AutoZone Beats EPS — But the Market Hit the Brakes Anyway
Sales up 8%, EPS beats by $0.22 — but a $79M revenue miss and margin compression sent AZO down 6.7%
AutoZone just reported Q2 FY2026 earnings, and the headline numbers tell two different stories. Revenue grew 8% year-over-year. EPS technically beat estimates. And yet the stock fell nearly 7% on the day. So what happened?
📊 Sales Growth Remains Solid
AutoZone posted $4.27 billion in net sales for Q2 FY2026 (the 12-week period ending February 14, 2026), an increase of 8.1% year-over-year. That's the kind of steady growth you'd expect from a company selling parts for the nearly 300 million cars on American roads.
But Wall Street was looking for $4.35 billion — and the $79 million gap is what drove the selloff.
Net Sales: $4.27B (+8.1% YoY)
Net Income: $468.9M (down from $487.9M a year ago)
YTD Revenue: $8.9B through the first 24 weeks of fiscal 2026
Worth noting: Q4 FY2025's enormous $6.24B reflects AutoZone's longer 16-week fiscal fourth quarter — not a sudden surge in business.
🎯 EPS Beat, Revenue Miss — Market Chose the Miss
Here's the split verdict from Q2:
EPS: $27.63 vs. $27.41 estimate → Beat by $0.22
Revenue: $4.27B vs. $4.35B estimate → Missed by $79M
The EPS beat matters less when gross margins are shrinking. Net income fell to $468.9M from $487.9M — a $19M drop year-over-year despite 8% revenue growth. The market read that as a signal that AutoZone's profitability engine is under stress.
Stock closed down 6.7% on March 3, 2026.
🏪 The Cars Are Coming In. Comps Are Growing.
The underlying demand story is healthy. Comparable store sales (SSS) grew across all geographies:
Domestic: +3.4% (despite winter storms in late January and early February)
International (constant currency): +2.5%
Total Company (constant currency): +3.3%
Management flagged winter storms as a meaningful headwind in the back half of Q2. Auto parts demand is highly weather-correlated — storms suppress DIY repair activity. The fact that comps stayed positive through those disruptions speaks to the durability of AutoZone's customer base.

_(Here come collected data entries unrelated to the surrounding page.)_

PR #308, opened 2020-07-22
Fix database bug when bulk appending messages

christianbundy:
Problem: If you publish more than 1000 messages at once, at least one
message calls back without a message key.

Solution: Add a failing test to make the problem easier to reproduce.

cc: @mixmix @arj03 @staltz


christianbundy:
Hmm:

https://github.com/dominictarr/async-write/blob/db5574a35003f690dad73ff28d54b8692afbc14a/index.js#L19-L21

mixmix:
Some context (in case missing) we're wanting to import a csv of family
records and want to create a lot of profiles at once for family trees.

staltz:
Sounds like a good discovery, but would we merge a failing test without merging its solution?

And to address the use case: instead of writing many synchronously, couldn't you wait for the response for writing msg N before requesting the write for msg N+1? In pure callback JS this is annoying to write, but with some async helper functions (maybe even pull-stream) this could be written elegantly.

test/flush-bug.js
```diff
@@ -0,0 +1,19 @@
+const tape = require('tape')
+const createSsb = require('./util/create-ssb')
+
+// If you write faster than the database can save messages, it adds them to
+// some kind of queue, which eventually gets 'flushed'. Unfortunately it looks
+// like when you publish more than 1000 messages very quickly, the 1000th
+// message comes back as `undefined` rather than `{ key, value }` like it
+// should.
+tape('test ', (t) => {
```
staltz, line 9: There could be a better test title here.

christianbundy:
> Sounds like a good discovery, but would we merge a failing test without merging its solution?

Oops, no -- this was meant to be a draft.

> And to address the use case: instead of writing many synchronously, couldn't you wait for the response for writing msg N before requesting the write for msg N+1?

Yep, that would be a fine workaround. I'm able to work around the bug, but I wanted to file an issue to illustrate the problem so we can eventually fix it.

minimal.js
```diff
@@ -83,36 +82,50 @@ module.exports = function (dirname, keys, opts) {
...
+
+  const queue = (message, cb) => {
+    try {
+      V.append(state, hmacKey, message)
+      cb(null, state.queue[state.queue.length - 1])
+      if (writing === false) {
+        write()
+      }
+    } catch (e) {
+      cb(e)
```
christianbundy, line 124: Previously this `try...catch` was happening inside of Async-Write, I promise I didn't add it for fun.

minimal.js
```diff
@@ -128,20 +141,14 @@ module.exports = function (dirname, keys, opts) {
...
-    queue(msg, function (err) {
+    queue(msg, function (err, message) {
       if (err) return cb(err)
-      var data = state.queue[state.queue.length - 1]
-      flush.add(() => cb(null, data))
+      flush.add(() => cb(null, message))
     })
   }))
 
-  db.buffer = function buffer () {
```
christianbundy, line 138: Removed because it was a shortcut method to introspect Async-Write and wasn't exported or used anywhere.

christianbundy:
Interesting, tests are passing locally but Travis is seeing a regression in `test/del.js`. I've been wondering if the 100 ms timer from the old code was masking a race condition, maybe that's what's happening.

staltz:
Took a big-picture look at each commit. I still need to look carefully into the heart of the main solution here, but so far I could say that you could try to squash some commits together, e.g. the commit that removes `throw new Error('wtf')` could be blended together with the commit that introduced it in the first place. It makes it easier to debug (`git blame` or file history) later on when people are going back in time, navigating the commits.

christianbundy:
> I still need to look carefully into the heart of the main solution here

Thanks, I'll wait for that.

> you could try to squash some commits together

I think we should probably outline some sort of SSBC policy around squashing. I'd prefer to have the real development history instead of a fictional one, but I'm fine just squashing [after this branch has been reviewed] and discussing a policy later. I'd need to squash #310 and force-push there too, since it depends on this branch.

minimal.js
```diff
@@ -128,20 +141,14 @@ module.exports = function (dirname, keys, opts) {
       return cb(err)
     }
 
-    queue(msg, function (err) {
+    queue(msg, function (err, message) {
```
mixmix, line 144: I think there's a behaviour change here. Your `queue` calls back with _every_ callback passed to it.
AsyncWrite runs the callback when:
1. (buffer is full)
   - a), and (not already writing)
   - b)  and (already writing) AND **(is was the latest callback added)**
2. (buffer is not full)

Path 1 (b) looks like it basically swallows all but the last callback from running  once the buffer was already full

mixmix: https://github.com/dominictarr/async-write/blob/master/index.js#L36

mixmix: I _think_ that could be the bug which was returning undefined after you top 1000 messages

minimal.js
```diff
@@ -83,36 +82,50 @@ module.exports = function (dirname, keys, opts) {
...
-  }, 100)
-
-  queue.onDrain = function onDrain () {
-    if (state.queue.length === 0) {
-      flush.runAll()
+  }
+
+  const queue = (message, cb) => {
+    try {
+      V.append(state, hmacKey, message)
```
mixmix, line 118: I think I'd like a note which tells readers that `V.append` mutates `state.queue`. I know it's not your code, but it would make maintenance + readability easier

minimal.js
```diff
@@ -83,36 +82,50 @@ module.exports = function (dirname, keys, opts) {
...
   var append = db.rawAppend = db.append
   db.post = Obv()
-  var queue = AsyncWrite(function (_, cb) {
-    var batch = state.queue
-    state.queue = []
-    append(batch, function (err, v) {
+
+  let writing = false
+
+  const write = () => {
```
mixmix, line 88: :fire: 

I would rather have `if (writing) return` at the top of this to defend against accidental multiple calls. 

You can then replace `if (writing === false) write()` with just `write()` below

mixmix: `<style>` I think I'd also be tempted to staple the isWriting variable to this function like `write.isRunning`

minimal.js
```diff
@@ -83,36 +82,50 @@ module.exports = function (dirname, keys, opts) {
...
-  }, function (_state) {
-    return state.queue.length > 1000
-  }, function isEmpty (_state) {
-    return !state.queue.length
-  }, 100)
-
-  queue.onDrain = function onDrain () {
-    if (state.queue.length === 0) {
-      flush.runAll()
+  }
```
mixmix, line 114: :question: behaviour change - your queue no longer has a timer, as in it doesn't wait a minimum time between each write call. I don't know if that was needed / if there are any implications of removing.
I don't think it's dangerous though

test/del.js
```diff
@@ -19,23 +20,25 @@ function run (opts = {}) {
...
+              pull.drain(() => {
+                t.fail('no messages should be available')
+              }, () => {
+                ssb.get(msg.key, (err) => {
+                  t.ok(err)
+                  t.equal(err.code, 'flumelog:deleted')
+                  ssb.close(err => {
+                    t.error(err, 'ssb.close - del (delete message)')
+                    t.end()
+                  })
```
mixmix, line 38: Christian said : 

> the change in code exposed a race condition in this test, this just fixes that

minimal.js
christianbundy: Yeah, it looks like while Async-Write is writing it drops all callbacks except the most recent one added. So if your buffer is full after 1000 messages and you supply 2000, it'll drop callbacks 1001-1999.

The weird thing is that the bug wasn't that the callbacks weren't running, it's that they *were* running but `msg === undefined`. I don't really understand why.

minimal.js
christianbundy: > I would rather have `if (writing) return` at the top of this to defend against accidental multiple calls.

I thought so too, but then `write()` can't call itself without setting `writing = false`. If you do that then both `queue()` and `write()` both call `write()`, and although only one of them succeeds you still get duplicate function calls. Maybe you could propose a patch that you think would do this better?

> I think I'd also be tempted to staple the isWriting variable to this function like `write.isRunning`

I'd be comfortable seeing this implemented as a 'writer' class that holds the SSB-Validate state and writing state internally, but I have a much harder time understanding code that staples properties onto random variables that aren't objects.

minimal.js
christianbundy: I think that came from Async-Write's goal to "keep a buffer ready to write at all times", whereas this code has the goal to **immediately write all queued messages to the database**. I've placed the queue limit and timers off to the side in my YAGNI bucket until we can write some tests or benchmarks that show why they're useful.

minimal.js
mixmix: this makes sense, happy to leave as is.
Would be nice to collect state together as much as possible, perhaps that's a different patch though

minimal.js
mixmix: Shall we leave an issue on the repo with notes about what was changed as an FYI for future spelunkers?

minimal.js
mixmix: <3

minimal.js
mixmix: :+1:

mixmix:
Merged. Will publish shortly along with other changes and leave notes on the Release tag

mixmix:
Great work @christianbundy , thank you <3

The international headline number looks eye-popping at +17.1% — but that's a currency translation effect, not operational outperformance. In constant currency, it was a solid but unspectacular +2.5%.
📉 Margin Compression: Blame the Accounting, Not the Business
This is the number that spooked investors: gross margin fell to 52.5%, down 137 basis points year-over-year.

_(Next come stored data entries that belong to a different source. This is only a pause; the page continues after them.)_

PR #70, opened 2015-01-07
Change from AGPL to Apache

nedbat:
@clytwynec OK? I can explain if you like.


NOTICE
```diff
@@ -0,0 +1,3 @@
+bok_choy
+
+Copyright 2013-2014, edX
```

But here's the key detail: 138 of those 137 basis points came from a single non-cash LIFO charge.
LIFO (Last In, First Out) inventory accounting means that when parts costs rise, AutoZone's cost of goods sold reflects the higher-priced inventory first — even if those parts haven't actually been sold yet. It's an accounting methodology, not a cash expense. Excluding LIFO, gross margins were essentially flat year-over-year.
The business is fine. The accounting treatment is making it look worse than it is. But GAAP is GAAP, and analysts aren't ignoring the trend.
🌎 7,774 Stores and Still Expanding
AutoZone opened 64 net new stores in Q2, staying firmly on track for its full-year target of 350–360 new locations globally.
The US footprint dominates at 6,709 stores (86% of total), but Mexico (913 stores) and Brazil (152 stores) represent the growth runway. International expansion is the long game — and AutoZone is playing it methodically.
One flag worth watching: inventory per store grew 13.1% year-over-year. That reflects deliberate stocking decisions in anticipation of demand — but it also means capital tied up in shelves, contributing to the LIFO charge problem.
🔑 The Numbers Behind the Numbers
⚡ The Bottom Line
AutoZone's Q2 FY2026 was a tale of optical vs. operational performance. The business grew 8%. Comps stayed positive through weather disruptions. New stores opened on schedule. And a $310.8M share buyback program is steadily reducing the share count.
But a non-cash accounting charge made margins look terrible, a $79M revenue shortfall disappointed analysts, and the stock got punished accordingly.
The bears will point to the margin trend and wonder if the LIFO charges keep coming. The bulls will note that ex-LIFO, the business is performing as expected — and that a shrinking float and disciplined expansion point toward EPS recovery.
With $1.4 billion of buyback authorization remaining and a store count approaching 8,000, AutoZone's flywheel is intact. Whether the stock recovers depends on whether the LIFO headwind becomes the story — or just a footnote.